Descending the stairs he stopped by the door where the angry spirit had earlier forced him out. There was something he knew he had to do. Cautiously he opened the door. Still the skull glared. He steeled himself, took out the flask, and stepped into the room. The spirit raged, and Corin’s hair stood on end, but he knew he had to do this. He felt the air shift, trying to force him out, but he fought against it. He grasped the hilt of the sword, though he was not sure it would do anything to a spirit, and he didn’t want to harm it anyway. But the moment his fingers wrapped around the hilt he felt a surge of strength. In his head he heard one word, “blood,” like a shriek. Every hair on his body rose, and the strength was also something to fear. But the spirit in the room cowered more than he did at this power, which was as threatening as the raging river when the summer thaw pours down the mountain ice in flooding torrents to the plain. He quickly crossed to the skull. He had to release the sword to unstopper the flask, and when he did the raging spirit renewed its assault. He lifted the flask. His every movement seemed slowed, as if his arms were gripped, even his wrists, and his finger
s. He would not be stopped though. He tipped the flask a little way. One drop slowly formed at the lip; slowly formed, stretched, hung; a thread of connecting moisture stretched, thinned, and snapped. Slowly the drop fell, and all around the air of the room assaulted him, burned his lungs, filled his nostrils with the smell of decay, his mouth with the taste of blood, made his eyes sting and his ears ring.
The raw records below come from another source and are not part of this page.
Issue #1120, opened 2019-10-29
Study Date: no mask, no validation and clear button disappears


mirnasilva:
### Description

**A couple of issues were found on Study Date fields:**
1. Once user clicks on `Clear dates` button, the button disappears and user is not able to clear the fields again if he/she adds the dates manually. The button only shows again if the user selects a date on the Date Picker.
2. User is able to insert more characters than 8, including letters. There is no validation when user inserts the value manually. i.e. `12341231234`or `asdfasdfasdf`.
3. When user manually inserts a date (typing it) the field does not add a mask into the added value. i.e. User adds `10102000`, the field should mask it as `10/10/2000`.
4. When user manually inserts an invalid date (i.e. future date), there is no warning/error message to inform that the date is invalid. Although the results are not filtered by the invalid date, it may confuse the user and mislead he/she to think that the results are correctly filtered. _**Suggestion:** display an error message after field validation and display 0 study results on the table list._
5. When user manually inserts a valid start and end dates, the search is returning 0 results. i.e. `01/01/2000 and 10/10/2019`

**Improvement:**
1. User is not able to navigate between `years` on the date picker. If the user wants to select a start date from year 2000, he/she has to navigate month-by-month until he/she gets to the desired year. 
_**Suggestion:** can we also add a year range selection? Once user clicks on the date picker header (where is placed `Month Year`), then a year range could be displayed like in [this example](http://jsfiddle.net/lemonkazi/ucfxywh6/)_ 
2. Once user opens the date picker and selects the Start Date, the selected range follows the mouse cursor on the calendar and the dates inside the range become white/light gray. The light gray color can mislead the user to think that those are invalid/unavailable dates instead of the selected range. _**Suggestion:** can we change the color of the selected range? Maybe use the same light blue of the application version label in the cell background (`#9ccef9`)._

![Screen Shot 2019-10-28 at 21 09 06](https://user-images.githubusercontent.com/13245529/67727216-4a305380-f9c7-11e9-8a03-39b75e5fba9a.png)

![Screen Shot 2019-10-28 at 21 21 38](https://user-images.githubusercontent.com/13245529/67727677-12c2a680-f9c9-11e9-9ec0-88a3f12ac409.png)

dannyrb:
I think these are good UX improvements, and some are clearly small bugs that need fixed (for our usage, anyway). Thanks for taking the time to right up a report :+1:

dannyrb:
[...]

Issue #1114, opened 2019-10-28
Search fields only searches for full string and are case sensitive


mirnasilva:
### Description

`Patient Name`, `MRN`,  `Accession` and `Description` fields are case sensitive and only searches for complete string (partial string i.e: First Name, doesn't find results).

**No results found by searching partial string:**
![bug-search-name3](https://user-images.githubusercontent.com/13245529/67709911-b39b6c80-f99d-11e9-8482-3ca2d3159724.gif)

**No results found by searching lower case:**
![bug-search-name2](https://user-images.githubusercontent.com/13245529/67707269-f149c680-f998-11e9-8edd-260f2c47f4a7.gif)

### What steps can we follow to reproduce the bug?

Scenario 1:
1. On study list page, search for Patient Name: `neptune`
2. Verify that no results were found
3. Search for Patient Name: `Neptune`
4. Verify that 3 results were found

Scenario 2:
1. Search for Patient Name: `Fall`
2. Verify that no results were found
3. Search for Patient Name: `Fall 1`
4. Verify that 1 result was found

Scenario 3:
1. Search for Description: `ct`, `CT` or `CT abdomen`
2. Verify that no results were found
3. Search for Description: `CT ABDOMEN` or `CT Abdomen`
4. Verify that 1 result was found

Scenario 4:
1. Search for Patient Name: `Mister` or `mister`
2. Verify that no results were found
3. Search for Patient Name: `MISTER`
4. Verify that 5 different results were found. In this case, substring was returned.

### Actual result

The search only returns results when we complete string matches the database. The fields are case sensitive and don't return results if the case is not the same as the database.

### Expected result

1. All search fields should not be case sensitive. User should be able to find the same results by searching with lower case, upper case, camel case, etc.

2. `Patient Name` and `Description` fields should return values that match a partial string (substring). User should be able to search patients only by their First Name, Last Name, or a Part of the description.
2.1. `MRN` and `Accession` fields should not search for substrings, only complete strings.

dannyrb:
This is tricky, because we're testing two things here.

1. The client's ability to create requests.
2. The server's ability to search/filter/return our expected result sets.

By default, our application communicates with DICOMWeb conformant APIs. DICOMWeb allows for servers to optionally support a parameter named `fuzzymatching`. You can read more about what we have the ability to [query here (QIDO-RS)](https://www.dicomstandard.org/dicomweb/query-qido-rs/).

[...]

Issue #1100, opened 2019-10-26
Test cases for study list:


dannyrb:
- Search filters
- Sort results
- Pagination
- Show rows per page x Study count
- Study Date (date picker, type date, invalid date, future date)

PR #1121, opened 2019-10-29
#1100: Study list test cases: Patient Name, MRN, Modality, Description

mirnasilva:
Test cases for issue #1100 
The majority of the tests are blocked by issues: #1114 #1120 

Hardcoded tests variations for case matching (camel, upper, lower and mixed), to guarantee that we will get always the same expected result.


platform/viewer/cypress/integration/common/OHIFStudyList.spec.js
```diff
@@ -0,0 +1,181 @@
+const expectExport = require('expect');
```
mirnasilva: need to remove this

platform/viewer/cypress/integration/common/OHIFStudyViewer.spec.js
```diff
@@ -72,30 +72,26 @@ describe('OHIF Study Viewer Page', function() {
...
-  //     .type(descriptionText);
-  //
-  //   // Confirm
-  //   cy.get('.btn-confirm').click();
-  //
-  //   //Verify if descriptionText was added
-  //   cy.get('.measurementLocation')
-  //     .should('contain.text', descriptionText);
-  // });
+  it('checks if Description can be added to measurement item under Measurements panel', () => {
```
mirnasilva: issue #1013 was fixed. Uncommenting this test.

mirnasilva:
Pending tests for Sort Results and Pagination.

dannyrb:
@mirnasilva, studylist changes were merged yesterday. You may need to pull latest and verify your selectors are still accurate.

mirnasilva:
- Fixed failures on CI
- Added tablet tests
- Refactored aliases and desktop tests
- Added `cy.waitStudyList()` custom command to wait for the search results

platform/viewer/cypress/support/commands.js
```diff
@@ -76,12 +78,18 @@ Cypress.Commands.add('isPageLoaded', (url = '/viewer/') => {
...
-Cypress.Commands.add('openStudyList', patientName => {
+Cypress.Commands.add('openStudyList', () => {
   cy.initRouteAliases();
   cy.visit('/');
   cy.wait('@getStudies');
 });
 
+Cypress.Commands.add('waitStudyList', () => {
+  cy.get('@searchResult').should($list => {
+    expect($list).to.not.have.class('no-hover');
```
dannyrb: I think checking the list length may be more reliable (if this class changes).

platform/viewer/cypress/support/aliases.js
```diff
@@ -52,3 +52,28 @@ export function initVTKToolsAliases() {
...
+  cy.get('#start-date').as('studyListStartDate');
+  cy.get('#end-date').as('studyListEndDate');
+  cy.get('#filter-modalities').as('modalities');
+  cy.get('#filter-studyDescription').as('studyDescription');
+  cy.get('[data-cy="study-list-results"] > tr').as('searchResult');
+}
+
+//Creating aliases for Study List page elements on Tablet experience
+export function initStudyListAliasesOnTablet() {
+  cy.get('.study-count').as('studyCount');
```
dannyrb: You could use these methods to resize to the correct width before setting aliases?

platform/viewer/cypress/integration/common/OHIFStudyList.spec.js
```diff
@@ -0,0 +1,328 @@
+describe('OHIF Study List', function() {
+  context('Desktop resolution', function() {
+    beforeEach(function() {
+      cy.viewport(1750, 720);
+      cy.openStudyList();
+      cy.initStudyListAliasesOnDesktop();
+      // run these tests as if in a desktop
```
dannyrb: I think you're okay to remove this comment :+1:

platform/viewer/cypress/integration/common/OHIFStudyList.spec.js
```diff
@@ -0,0 +1,328 @@
...
+    });
+
+    // //TO-TO: This test should be uncommented once issue #1114 is fixed: https://github.com/OHIF/Viewers/issues/1114
```
dannyrb: I've responded to your issue with some additional context here:

- https://github.com/OHIF/Viewers/issues/1114#issuecomment-549216117

We may want to discuss how best to test given the new information, and if we should create new tickets/stories around improving the application to clear up any misconceptions users may have with search + search capabilities.

platform/viewer/cypress/integration/common/OHIFStudyList.spec.js
```diff
@@ -0,0 +1,328 @@
...
+    });
+
+    it('searches Modality with upper case', function() {
+      cy.get('@modalities').type('MR');
+      //Wait result list to be displayed
+      cy.waitStudyList();
+      cy.get('@searchResult').should($list => {
+        expect($list.length).to.be.eq(17);
+      });
+    });
```
dannyrb: We can probably cut back to a single modality test.

platform/viewer/cypress/integration/common/OHIFStudyList.spec.js
```diff
@@ -0,0 +1,328 @@
...
+    //   //Wait result list to be displayed
+    //   cy.waitStudyList();
+    //   cy.get('@searchResult').should($list => {
+    //     expect($list.length).to.be.eq(42);
+    //   });
+    // });
+  });
+
+  context('Tablet resolution', function() {
+    beforeEach(function() {
```
dannyrb: If any of these tests are identical, but with different selectors, we may want to look into a better pattern. Not a blocker for this PR; just something to think about.

platform/viewer/cypress/support/commands.js
mirnasilva: The problem with length is that if we don't find results or the result is loading, the length will be 1. This can be misled if our search result also returns 1.

platform/viewer/cypress/support/aliases.js
mirnasilva: Yes, the resizing is being done before calling this function.

platform/viewer/cypress/integration/common/OHIFStudyList.spec.js
mirnasilva: Got it. In order to do a clean up here, I'll remove all the commented tests related to `fuzzymatching`. Once we decide to activate that, we can always go back and write one simple test to check it.

platform/viewer/cypress/integration/common/OHIFStudyList.spec.js
mirnasilva: I believe that leaving it separated will make it easier to identify possible failures. :)

PR #1128, opened 2019-10-29
fix: study list translations

dannyrb:
1. Translations are working locally, but they pull from static files that are synced manually from `locize`.
2. Hosted solution displays `key` names instead of translated text.
  - When we use `useTranslation`, we're not guaranteed that our translated text is available
  - `Locize` is enabled, so we fetch translations from its API
  - We're not using suspense, so we need to wait for the `useTranslation` hook's `ready` state

image


dannyrb:
I'm a bit stumped. This works locally, but fails when `USE_LOCIZE` is set to true in our `i18n` config.

dannyrb:
@ladeirarodolfo beat me to the solution on this one ^_^
See in-progress work here:

https://github.com/OHIF/Viewers/pull/1150

PR #1134, opened 2019-10-30
fix: get adapter store picker to show

dannyrb:
image

image

### DIFF
--- a/platform/viewer/src/studylist/StudyListRoute.js
+++ b/platform/viewer/src/studylist/StudyListRoute.js
@@ -1,9 +1,9 @@
-import React, { useState, useEffect } from 'react';
+import React, { useState, useEffect, useContext } from 'react';
 import PropTypes from 'prop-types';
 import Dropzone from 'react-dropzone';
 import OHIF from '@ohif/core';
 import { withRouter } from 'react-router-dom';
-import { withTranslation } from 'react-i18next';
+import { useTranslation } from 'react-i18next';
 import {
   StudyList,
   PageToolbar,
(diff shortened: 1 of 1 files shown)


pieper:
Thanks! LGTM - do you want me to try it out on my sandbox or will you just merge to master?

pieper:
Also when I try to go to this dicom store I get the error pasted below.

https://idc-sandbox-000.firebaseapp.com/projects/chc-tcia/locations/us-central1/datasets/breast-diagnosis/dicomStores/breast-diagnosis

image

dannyrb:
@pieper, haha, losanges. I can remove the styling.

I'll try to reproduce and diagnose. You see this issue when selecting with the picker, or only when attempting to visit the route directly?

dannyrb:
@pieper, I must not have access to the same data as you. Despite a different app token than what I use for local debugging, I see the same datasets:

Project: `OHIF Cloud Healthcare` (ohif-cloud-healthcare)

FWIW, I'm able to switch between datasets with what I do have access to. When I try to visit the route you've provided directly, I get a `403` (which we could handle more gracefully as well)

pieper:
@dannyrb you probably need to fill out the form to access the TCIA data:

https://cloud.google.com/healthcare/docs/resources/public-datasets/tcia#cloud-healthcare-api

This will give you access to chc-tcia project dicom stores.  I think it's worth doing since there are a lot of good test datasets there (MR, CT, PET, 4d, etc).

Thanks again for your help with this 👍

dannyrb:
@pieper a couple of odd things are causing that particular dataset to fail. The main culprit being that `getName` for `patientName` is returning an object instead of a string value.

We're also seeing issues where both `modality` and `modalitiesInStudy` are undefined. I'm drafting a small PR that should allow us to handle these situations gracefully. I'll ping you when it's up/merged.

pieper:
@dannyrb did you have any trouble signing up for the tcia datasets?  Andrey also says he can add people to that project directly through our contact at Google.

It became too bright to bear, every line too sharply drawn, every colour too clear, and unnaturally alive. The drop fell, and fell, and fell. Still it was falling. He lived many lives and died many deaths as it fell. Then it struck the skull. The glare faded from the sockets, and the twisted skeleton on the bed seemed to sigh. The threat faded from the room. It was done. The spirit was at rest. He stoppered the flask.
As he left the tower he felt no threat in the garden. Whatever spells had twisted that place were lifted, perhaps dispelled by the caster’s death. The despair was gone, and the shadows were now natural. The sky was greying as the sun rose in the east. There was a small well off the main path to the gate, and a glade beyond, which he had not been able to see in the night, or rather because of the dark magic, since the moon was full. There was a vegetable patch and an orchard, and barrows and spades and hoes and rakes and sickles and scythes in a small shed beside a great oak tree. Who used these? Surely not the necromancer. And no human gardener would willingly come to the necromancer’s tower. Perhaps, Corin thought, he had made the tools work for him with magic. Corin breathed in the air. Rich and natural, soil and fallen fruit and freshly scythed grass. He looked up at the tower. It carried no threat now.
He had seen from the glade that he could easily climb from the great oak tree to the top of the wall, and left that way, only stopping by the gate to collect his rope and grapple.